• Activity: Some of the lines below need repeating. Reproduce exactly those between the lines holding "FYI I was being" and "- Fixed create user invoking wrong URL", inclusive.

(Collected data)
_ _ _

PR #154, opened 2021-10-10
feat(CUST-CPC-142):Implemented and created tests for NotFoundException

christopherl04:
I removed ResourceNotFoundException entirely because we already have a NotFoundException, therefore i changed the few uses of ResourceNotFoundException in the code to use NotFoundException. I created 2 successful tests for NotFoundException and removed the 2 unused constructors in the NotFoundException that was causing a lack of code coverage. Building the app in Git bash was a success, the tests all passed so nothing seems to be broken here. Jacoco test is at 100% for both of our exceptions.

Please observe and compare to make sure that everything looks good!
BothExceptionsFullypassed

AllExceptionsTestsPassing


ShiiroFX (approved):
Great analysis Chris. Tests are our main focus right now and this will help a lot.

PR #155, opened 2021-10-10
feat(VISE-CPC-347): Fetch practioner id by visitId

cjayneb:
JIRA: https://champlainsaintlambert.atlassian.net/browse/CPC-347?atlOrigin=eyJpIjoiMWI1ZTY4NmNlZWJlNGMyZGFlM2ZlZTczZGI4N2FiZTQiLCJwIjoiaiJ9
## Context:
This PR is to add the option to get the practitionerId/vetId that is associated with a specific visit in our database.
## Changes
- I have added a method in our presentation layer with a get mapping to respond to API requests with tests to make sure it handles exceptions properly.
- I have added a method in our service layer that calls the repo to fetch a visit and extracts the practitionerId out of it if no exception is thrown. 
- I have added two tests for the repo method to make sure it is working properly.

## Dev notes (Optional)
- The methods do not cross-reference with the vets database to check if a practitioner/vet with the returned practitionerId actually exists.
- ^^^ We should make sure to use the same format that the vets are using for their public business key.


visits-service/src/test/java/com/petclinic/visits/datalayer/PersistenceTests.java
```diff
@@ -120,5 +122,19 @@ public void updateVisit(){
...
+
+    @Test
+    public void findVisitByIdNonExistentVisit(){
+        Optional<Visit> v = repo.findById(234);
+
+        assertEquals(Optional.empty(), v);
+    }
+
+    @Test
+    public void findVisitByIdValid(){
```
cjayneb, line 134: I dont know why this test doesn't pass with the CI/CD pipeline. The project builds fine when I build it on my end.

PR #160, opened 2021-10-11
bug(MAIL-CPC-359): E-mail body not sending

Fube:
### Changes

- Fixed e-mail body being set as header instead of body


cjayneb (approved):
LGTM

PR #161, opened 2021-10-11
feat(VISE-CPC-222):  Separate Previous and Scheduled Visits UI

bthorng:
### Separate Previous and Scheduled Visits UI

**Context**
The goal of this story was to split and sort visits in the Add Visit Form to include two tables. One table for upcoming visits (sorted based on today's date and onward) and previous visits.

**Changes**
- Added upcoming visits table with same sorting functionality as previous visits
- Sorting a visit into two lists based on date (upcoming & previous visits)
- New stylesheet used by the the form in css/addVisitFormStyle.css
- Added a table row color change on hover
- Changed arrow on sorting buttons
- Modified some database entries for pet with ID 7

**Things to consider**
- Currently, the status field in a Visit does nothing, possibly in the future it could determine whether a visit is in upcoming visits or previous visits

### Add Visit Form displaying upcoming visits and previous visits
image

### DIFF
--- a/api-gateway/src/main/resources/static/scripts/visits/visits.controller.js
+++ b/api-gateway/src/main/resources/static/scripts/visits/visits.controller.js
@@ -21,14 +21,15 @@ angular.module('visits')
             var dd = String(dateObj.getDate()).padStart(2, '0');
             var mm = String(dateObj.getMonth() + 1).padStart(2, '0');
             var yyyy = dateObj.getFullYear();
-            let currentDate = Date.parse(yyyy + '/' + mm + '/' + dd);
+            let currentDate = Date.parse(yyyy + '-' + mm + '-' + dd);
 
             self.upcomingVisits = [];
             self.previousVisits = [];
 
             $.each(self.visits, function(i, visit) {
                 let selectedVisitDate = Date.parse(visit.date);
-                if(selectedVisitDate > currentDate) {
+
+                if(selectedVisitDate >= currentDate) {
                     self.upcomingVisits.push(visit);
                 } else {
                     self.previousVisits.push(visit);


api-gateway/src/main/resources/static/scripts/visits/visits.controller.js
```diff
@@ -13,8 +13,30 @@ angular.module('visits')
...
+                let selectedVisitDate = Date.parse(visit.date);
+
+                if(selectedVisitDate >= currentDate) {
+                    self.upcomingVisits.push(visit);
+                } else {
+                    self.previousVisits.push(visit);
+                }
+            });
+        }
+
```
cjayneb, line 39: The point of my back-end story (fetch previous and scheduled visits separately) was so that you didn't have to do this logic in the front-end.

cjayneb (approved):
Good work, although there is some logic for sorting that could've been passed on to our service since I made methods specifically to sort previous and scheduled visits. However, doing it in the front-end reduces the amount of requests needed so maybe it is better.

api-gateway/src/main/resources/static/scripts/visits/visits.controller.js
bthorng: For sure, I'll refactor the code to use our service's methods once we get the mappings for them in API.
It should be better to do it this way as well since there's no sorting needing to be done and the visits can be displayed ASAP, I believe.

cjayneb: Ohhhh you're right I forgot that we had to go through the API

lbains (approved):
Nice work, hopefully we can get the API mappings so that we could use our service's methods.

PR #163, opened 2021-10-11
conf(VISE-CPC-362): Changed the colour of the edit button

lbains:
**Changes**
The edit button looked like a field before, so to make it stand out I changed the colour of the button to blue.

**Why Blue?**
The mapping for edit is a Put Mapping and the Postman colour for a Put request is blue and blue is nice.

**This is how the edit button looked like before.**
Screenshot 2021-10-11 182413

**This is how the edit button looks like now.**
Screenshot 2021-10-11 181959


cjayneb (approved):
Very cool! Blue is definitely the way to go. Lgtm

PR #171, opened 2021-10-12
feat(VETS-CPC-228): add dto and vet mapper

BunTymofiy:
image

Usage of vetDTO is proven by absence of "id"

_ _ _

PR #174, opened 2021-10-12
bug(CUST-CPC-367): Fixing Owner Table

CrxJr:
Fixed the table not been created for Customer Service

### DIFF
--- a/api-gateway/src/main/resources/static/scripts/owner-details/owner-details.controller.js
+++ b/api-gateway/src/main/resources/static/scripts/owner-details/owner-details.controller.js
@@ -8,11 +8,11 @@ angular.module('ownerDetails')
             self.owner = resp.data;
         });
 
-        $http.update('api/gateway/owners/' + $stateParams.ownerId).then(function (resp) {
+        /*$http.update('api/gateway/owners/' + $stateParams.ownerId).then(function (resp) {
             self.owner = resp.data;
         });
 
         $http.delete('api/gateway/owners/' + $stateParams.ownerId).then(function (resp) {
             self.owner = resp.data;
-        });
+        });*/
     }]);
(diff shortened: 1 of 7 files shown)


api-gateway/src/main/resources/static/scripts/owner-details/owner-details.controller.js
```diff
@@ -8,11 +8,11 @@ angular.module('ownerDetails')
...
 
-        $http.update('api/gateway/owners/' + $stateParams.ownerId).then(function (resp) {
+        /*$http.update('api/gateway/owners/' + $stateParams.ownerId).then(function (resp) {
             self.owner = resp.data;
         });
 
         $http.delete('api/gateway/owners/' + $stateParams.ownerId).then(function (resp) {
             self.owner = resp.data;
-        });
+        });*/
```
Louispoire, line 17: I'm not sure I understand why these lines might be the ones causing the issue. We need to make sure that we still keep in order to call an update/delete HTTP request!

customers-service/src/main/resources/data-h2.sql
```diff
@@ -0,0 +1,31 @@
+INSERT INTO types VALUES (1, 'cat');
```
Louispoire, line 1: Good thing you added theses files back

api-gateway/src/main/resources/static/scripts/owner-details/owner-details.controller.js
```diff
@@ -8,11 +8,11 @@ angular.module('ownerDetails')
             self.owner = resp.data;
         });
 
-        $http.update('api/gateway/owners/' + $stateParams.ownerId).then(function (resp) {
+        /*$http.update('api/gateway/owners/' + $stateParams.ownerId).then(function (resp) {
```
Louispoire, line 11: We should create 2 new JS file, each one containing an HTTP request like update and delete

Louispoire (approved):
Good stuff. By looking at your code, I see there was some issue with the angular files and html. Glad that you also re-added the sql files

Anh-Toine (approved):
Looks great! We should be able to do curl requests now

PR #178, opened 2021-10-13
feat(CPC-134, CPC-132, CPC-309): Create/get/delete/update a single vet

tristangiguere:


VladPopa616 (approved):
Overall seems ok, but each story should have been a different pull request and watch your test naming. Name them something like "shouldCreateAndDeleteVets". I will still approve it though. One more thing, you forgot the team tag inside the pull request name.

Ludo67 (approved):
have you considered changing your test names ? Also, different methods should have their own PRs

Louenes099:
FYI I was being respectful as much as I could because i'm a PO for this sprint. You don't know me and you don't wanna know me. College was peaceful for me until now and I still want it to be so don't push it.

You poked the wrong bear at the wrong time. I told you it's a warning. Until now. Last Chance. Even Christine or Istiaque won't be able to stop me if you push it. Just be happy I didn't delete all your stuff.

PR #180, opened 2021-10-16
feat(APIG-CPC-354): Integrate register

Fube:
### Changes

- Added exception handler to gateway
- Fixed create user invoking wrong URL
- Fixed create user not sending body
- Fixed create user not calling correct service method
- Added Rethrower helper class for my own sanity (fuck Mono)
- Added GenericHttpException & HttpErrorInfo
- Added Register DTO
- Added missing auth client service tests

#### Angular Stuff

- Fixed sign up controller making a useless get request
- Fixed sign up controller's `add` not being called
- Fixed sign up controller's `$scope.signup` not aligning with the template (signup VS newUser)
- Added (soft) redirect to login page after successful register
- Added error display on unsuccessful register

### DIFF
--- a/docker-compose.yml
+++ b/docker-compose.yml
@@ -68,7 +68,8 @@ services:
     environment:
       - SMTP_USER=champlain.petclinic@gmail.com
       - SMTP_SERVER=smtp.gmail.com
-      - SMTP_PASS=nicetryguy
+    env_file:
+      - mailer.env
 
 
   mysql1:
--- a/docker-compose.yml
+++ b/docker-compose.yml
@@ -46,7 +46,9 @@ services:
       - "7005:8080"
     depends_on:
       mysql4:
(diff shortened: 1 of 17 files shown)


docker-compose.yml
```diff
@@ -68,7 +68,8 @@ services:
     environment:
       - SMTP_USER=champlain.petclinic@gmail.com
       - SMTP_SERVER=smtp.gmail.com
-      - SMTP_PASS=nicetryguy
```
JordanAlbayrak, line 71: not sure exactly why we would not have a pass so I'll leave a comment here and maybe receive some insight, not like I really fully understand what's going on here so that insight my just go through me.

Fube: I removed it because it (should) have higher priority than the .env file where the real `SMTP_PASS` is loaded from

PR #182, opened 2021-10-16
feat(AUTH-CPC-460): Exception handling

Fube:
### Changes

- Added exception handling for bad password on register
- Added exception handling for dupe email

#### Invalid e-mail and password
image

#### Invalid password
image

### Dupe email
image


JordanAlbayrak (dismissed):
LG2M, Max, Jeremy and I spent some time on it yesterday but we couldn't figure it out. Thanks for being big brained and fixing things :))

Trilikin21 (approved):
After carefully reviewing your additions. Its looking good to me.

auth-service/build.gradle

_ _ _

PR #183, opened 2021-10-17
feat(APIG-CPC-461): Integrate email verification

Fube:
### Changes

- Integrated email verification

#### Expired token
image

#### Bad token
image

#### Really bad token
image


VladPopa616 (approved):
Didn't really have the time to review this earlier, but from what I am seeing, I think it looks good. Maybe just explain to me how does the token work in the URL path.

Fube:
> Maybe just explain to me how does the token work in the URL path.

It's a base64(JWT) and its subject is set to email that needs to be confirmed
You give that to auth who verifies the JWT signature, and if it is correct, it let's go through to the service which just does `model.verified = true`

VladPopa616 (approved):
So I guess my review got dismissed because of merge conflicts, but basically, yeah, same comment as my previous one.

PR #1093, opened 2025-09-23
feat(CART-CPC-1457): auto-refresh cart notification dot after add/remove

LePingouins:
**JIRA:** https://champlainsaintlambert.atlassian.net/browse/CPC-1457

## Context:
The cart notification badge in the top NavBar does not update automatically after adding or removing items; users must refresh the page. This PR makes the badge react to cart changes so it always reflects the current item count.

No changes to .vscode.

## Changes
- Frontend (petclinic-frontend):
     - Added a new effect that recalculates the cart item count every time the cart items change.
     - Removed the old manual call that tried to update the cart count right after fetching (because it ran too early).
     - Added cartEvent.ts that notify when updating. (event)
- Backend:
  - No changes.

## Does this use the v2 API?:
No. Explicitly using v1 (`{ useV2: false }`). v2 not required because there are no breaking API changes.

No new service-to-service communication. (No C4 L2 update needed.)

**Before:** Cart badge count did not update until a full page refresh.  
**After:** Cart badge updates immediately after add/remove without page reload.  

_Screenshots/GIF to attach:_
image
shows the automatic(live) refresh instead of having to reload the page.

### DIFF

_ _ _

• Finished exercise:
FYI I was being respectful as much as I could because i'm a PO for this sprint. You don't know me and you don't wanna know me. College was peaceful for me until now and I still want it to be so don't push it.

You poked the wrong bear at the wrong time. I told you it's a warning. Until now. Last Chance. Even Christine or Istiaque won't be able to stop me if you push it. Just be happy I didn't delete all your stuff.

PR #180, opened 2021-10-16
feat(APIG-CPC-354): Integrate register

Fube:
### Changes

- Added exception handler to gateway
- Fixed create user invoking wrong URL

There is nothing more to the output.